<コラム>中国で日本語と中国語のバイリンガル教育、簡単なようで難しい

<コラム>中国で日本語と中国語のバイリンガル教育、簡単なようで難しい
最近は各界において若年世代の活躍が目覚ましい。一方で僕らが日本人と中国人のハーフである4歳になる娘にかけるささやかな期待は、娘が大きくなってからバイリンガルになるということだけだ。ただしこれは、簡単なようで難しい。写真は中国の日本語スクールの広告。(Record China)
最近は各界において若年世代の活躍が目覚ましい。
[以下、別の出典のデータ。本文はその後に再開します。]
Issue #1964, opened 2021-10-12
Sample-detection broken for `.par2` files


Safihre:
Some users reported it on the forums, but now I also saw it myself: the sample detection based on `guessit` is just not working well enough.
Files like `last.week.tonight.with.john.oliver.s08e26.1080p.web.h264-glhf-sample.par2` or not detected as a sample.
@jcfp Maybe we should just go back to the old method with the super-simple regex?
Despite theoretical cases in which it would fail (as shown in the unittests), did we even get real-life complaints? I don't remember any.
Seems `guessit` just can't handle this well.

thezoggy:
We have (I have). Why I ended up turning off sample detection and just let sonarr handle it. But I do agree the false positive is very rare

PR #3475, opened 2026-06-30
Use media duration for accurate sample detection

### LINKED ISSUE #2083: Shows/Movies with `sample` or `proof` in the name get ignored

Safihre:
Enhances the `is_sample()` logic to reduce false positives for files whose names contain "sample" or "proof" but are actually full-length content.

Integrates the `hachoir` library to parse media files and extract their duration. Files are only considered samples if their duration is less than or equal to `SAMPLE_MAX_DURATION` (default 2 minutes).

If media duration cannot be determined (e.g., not a media file or parsing fails), the detection falls back to the name-based approach.

Closes #2083

### DIFF
--- a/sabnzbd/misc.py
+++ b/sabnzbd/misc.py
@@ -1085,19 +1085,23 @@ def get_all_passwords(nzo) -> list[str]:
     return unique_passwords
 
 
-def is_sample(filename: str, filepath: Optional[str] = None) -> bool:
-    """Try to determine if filename is (most likely) a sample.
-    When filepath points to the actual file on disk, the media duration is used
+def is_sample(filename_or_filepath: str) -> bool:
+    """Try to determine if the file is (most likely) a sample.
+    When given a path to an actual file on disk, the media duration is used
     to rule out false-positives on titles that merely contain "sample" or
     "proof" (e.g. "The.Moment.of.Proof.S01E01")."""
-    if not re.search(RE_SAMPLE, filename):
+    if not re.search(RE_SAMPLE, os.path.basename(filename_or_filepath)):
         return False
 
     # Long media files are never a sample, no matter what its name suggests
-    if filepath:
-        if duration := get_media_duration(filepath):
-            logging.debug("Media duration of %s is %s seconds", filepath, duration)
+    if os.path.isfile(filename_or_filepath):
+        if duration := get_media_duration(filename_or_filepath):
+            logging.debug("Media duration of %s is %s seconds", filename_or_filepath, duration)
             return duration <= SAMPLE_MAX_DURATION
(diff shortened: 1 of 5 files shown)


jcfp:
Any reason for not using guessit for the pre-selection part? Its sample detection has a much lower false positive rate than the current regular expression, correctly determining something like `The.Moment.of.Proof.S01E01` isn't a sample.

Safihre:
Didn't we try that and it didn't work well enough?

jcfp:
We did indeed (in #1964) but I completely forgot about that - never mind.

sabnzbd/misc.py
```diff
@@ -1073,9 +1085,38 @@ def get_all_passwords(nzo) -> list[str]:
...
+    "proof" (e.g. "The.Moment.of.Proof.S01E01")."""
+    if not re.search(RE_SAMPLE, filename):
+        return False
+
+    # Long media files are never a sample, no matter what its name suggests
+    if filepath:
+        if duration := get_media_duration(filepath):
+            logging.debug("Media duration of %s is %s seconds", filepath, duration)
+            return duration <= SAMPLE_MAX_DURATION
+    return True
```
mnightingale: I think False is a safer default.

Currently failure to determine the duration is treated as evidence that the file is a sample.
`get_media_duration` returning `None` or `0.0` falls through to True, what if it has broken metadata or `hachoir` can’t parse it for some reason? 

I think it should be explicit and only return `True` if the duration could be determined i.e. at least handle the `None` case. Alternatively, `get_media_duration` could return `float(‘inf’)` and keep files if it could not be determined - not sure how that would play with files that are not video files in the first place.

However, I think you wanted the current behaviour and fallback to filename, in which case could it at least debug log if duration is None and explain it could not determine duration so is using filename.

I think I would still prefer if it couldn’t determine duration, return False and keep the file.

---

Separately the signature, could it take it as `filename_or_filepath` and `os.path.basename(...) and os.path.isfile(...) - get_media_duration handles that` but I'm not sure if I really prefer it. The only places that only the filename is provides is `parring` and several tests.

Safihre: Indeed, I want the fallback to filename.

PR #3476, opened 2026-06-30
Improve Config search accessibility

coopa11y:
This improves the Config search dropdown for keyboard and screen reader users.

What changed:
- Gives the icon-only search trigger and search field translated accessible names using the existing Search text.
- Keeps the dropdown expanded state in sync with the Bootstrap open and close events.
- Lets Arrow keys move from the search field into the generated results, and lets Escape close the dropdown from the search field or results.
- Builds search results with DOM helpers instead of inserting raw HTML strings.

Checked:
- git diff --check
- node --check interfaces/Config/templates/staticcfg/js/script.js
- Local Playwright harness for Config search keyboard behavior
- Local mobile and tablet viewport smoke checks for Config search

### DIFF
--- a/interfaces/Config/templates/_inc_header_uc.tmpl
+++ b/interfaces/Config/templates/_inc_header_uc.tmpl
@@ -170,14 +170,14 @@
                     </a>
                 </li>
                 <li class="dropdown" id="search-menu">
-                    <a data-toggle="dropdown" href="#">
+                    <a data-toggle="dropdown" href="#" aria-label="$T('cmenu-search')" aria-controls="search-dropdown" aria-haspopup="true" aria-expanded="false">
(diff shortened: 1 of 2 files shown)


thezoggy:
but you can already do this today with tab, arrows and esc?

and dont forget to test out on mobile/tablet

coopa11y:
Good call. I checked current develop against a small local harness.

Tab already reaches the search UI, and once focus is on a result Bootstrap handles arrows and Escape. The gap this is trying to cover is from the search field itself: ArrowDown moves into the generated results, and Escape closes the dropdown from either the field or a result.

I also ran the local harness in mobile and tablet viewports to make sure opening, searching, and selecting still works there. I tightened the PR text so it does not sound like all keyboard support was missing before.

PR #3477, opened 2026-07-01
Improve Glitter queue row accessibility

coopa11y:
This improves keyboard and screen reader access for the Glitter queue row controls.

Changes include:

- Adds accessible labels for row actions like pause/resume, rename, details, delete, and settings.
- Adds row-specific labels for the select-job checkbox in multi-edit mode.
- Adds labels for the multi-edit toolbar controls.
- Keeps the desktop row action buttons reachable by keyboard and reveals them when focused.
- Preserves the existing mobile layout behavior.

Tested with desktop, phone, small phone, and tablet browser harnesses, plus the static accessibility harness and syntax checks.

### DIFF
--- a/interfaces/Glitter/templates/static/javascripts/glitter.queue.js
+++ b/interfaces/Glitter/templates/static/javascripts/glitter.queue.js
@@ -626,6 +626,44 @@ function QueueModel(parent, data) {
         return rewriteTime(self.timeLeft());
     });
 
+    self.labelWithName = function(label) {
+        var name = self.name();
+        return name ? label + ' ' + name : label;
+    };
+    self.selectLabel = ko.pureComputed(function() {
+        return self.labelWithName(glitterTranslate.selectJob);
+    });
+    self.pauseToggleLabel = ko.pureComputed(function() {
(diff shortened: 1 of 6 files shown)


interfaces/Glitter/templates/static/javascripts/glitter.queue.js
```diff
@@ -626,6 +626,44 @@ function QueueModel(parent, data) {
         return rewriteTime(self.timeLeft());
     });
 
+    self.labelWithName = function(label) {
```
Safihre: I don't want to add all these extra pureCompute, maybe it can be solved in another way?

coopa11y: That makes sense. I updated this to avoid adding extra computed label helpers for each queue item. The labels are now handled directly in the template where they can be, with only the pause/resume label staying dynamic since that text actually changes.

I've had similar feedback on a couple of these accessibility PRs now, so I'll carry that forward: keep the labels simple, use the existing translation/template patterns, and avoid adding extra state just to build accessible names.

Safihre:
Much better 👍

thezoggy:
looks like this change broke stuff in 5.0rc1 can no longer click on icons on hover
image

PR #3478, opened 2026-07-01
unrar 7.23

jcfp:
[changes](https://www.rarlab.com/rarnew.htm) include several security fixes:
```
  Version 7.23

  1. Heap overflow vulnerability is fixed in RAR5 recovery volume
     data reconstruction code. It affects WinRAR, RAR and UnRAR.
     UnRAR.dll library doesn't include recovery volume processing,
     so it is not affected.

     We are thankful to Arjun Basnet from Securin Labs for letting us know
     about this security issue.

  2. Symbolic link pointing outside of destination folder could be created
     even without -ola switch, when extracting a specially crafted
     RAR archive by WinRAR, RAR, UnRAR or UnRAR.dll library.
     
     Further check in extraction code prevents placing files to such folder
     even in case of multiple extraction commands, excluding the possibility
     of path traversal attack for WinRAR, RAR or UnRAR based extraction.
     It limits the potential threat to a case where another tool uses this
     symbolic link to store files.

     We are thankful to scofaild23-bnomran for letting us know about this
     security issue.

  3. 7zxa.dll 7z extraction library is updated to version 26.02 to include
     bug and vulnerability fixes by the library developer.
  
  4. Switch -iver prints RAR version even if -idc is specified
     in the command line, configuration file or RARINISWITCHES environment
     variable. Previously -idc blocked -iver action.
     
     Also a new line character is added to -iver output.
```


Safihre:
@mnightingale @thezoggy do we even need 7zip if unrar can unpack also 7zips?

mnightingale:
~7zip is also used for zips~ actually ive read the changes, it just includes 7z libraries so can unrar also handle .zip and everything 7zip does?

I think maybe it's just WinRAR that can use 7zxa to handle 7zip and maybe zip, it doesn't appear unrar can.

thezoggy:
probably could take this to https://github.com/sabnzbd/sabnzbd/discussions/2646 (needs to be unlocked and things validated for how we use stuff today)

iirc not all the unrar variants out there can do stuff (non-free vs free) and then unrar itself doesnt do the zip but basically does it via the dll which is why were stuck having to use each lib. but tar support for example could easily just be done by one of the existing lib vs us trying to use python..

Safihre:
> ~7zip is also used for zips~ actually ive read the changes, it just includes 7z libraries so can unrar also handle .zip and everything 7zip does?
> 
> I think maybe it's just WinRAR that can use 7zxa to handle 7zip and maybe zip, it doesn't appear unrar can.

Indeed, I checked:
```
UNRAR 7.22 x64 freeware      Copyright (c) 1993-2026 Alexander Roshal

tests\data\test_zip\testfile.zip is not RAR archive
No files to extract
--- zip exit code: 10 ---
total 0
drwxr-xr-x 1 FYSICON+jiri.van.bergen 4096 0 Jul  2 10:51 .
drwxr-xr-x 1 FYSICON+jiri.van.bergen 4096 0 Jul  2 10:51 ..
```

```
UNRAR 7.22 x64 freeware      Copyright (c) 1993-2026 Alexander Roshal

tests\data\test_7zip\testfile.7z is not RAR archive
No files to extract
```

一方で僕らが日本人と中国人のハーフである4歳になる娘にかけるささやかな期待は、娘が大きくなってからバイリンガルになるということだけだ。ただしこれは、簡単なようで難しい。

まず、なぜ簡単なのかといえば、もし国際結婚をしているなら二国間をそれなりに自由に行き来できる故、2つの言語環境に容易に身を置けるからだ。

ご存知の方も多いかと思うが、言語上の影響力というのは一番が社会(子どもの場合は学校)、二番目に両親(特に母親)、三番目に教育(特に早期教育)と続く。簡単な話をすれば、お金を出して子どもに英語なりの早期教育を受けさせれば効果をそれなりに見込めるが、それは両親が毎日のように母語で話しかける効果には及ばず、それとて子どもが学校などで数年にわたり受ける言語上の影響力を上回ることはない。

結果として例えば移民の子どもたちは、両親の母語と移民先の言語とをほぼ同程度、もしくは母語に勝って移民先の言語を操れる。

興味深いのは、彼らの大多数はお金があるので移民したのではない。むしろお金がないので移民という最終手段に訴えた結果、高額な早期教育に勝る万人向けの英才教育の機会を手に入れた。しかも、それだけではない。

多くの人が誤解しがちなことだが、語学は才能による差異というものが他の分野に比べて小さい。例えばあなたの日本語能力は、隣に住む人の日本語能力とほとんど大差ないのではないだろうか。そんな平均的な日本語能力イコール日本語ネイティブレベルにほかならない。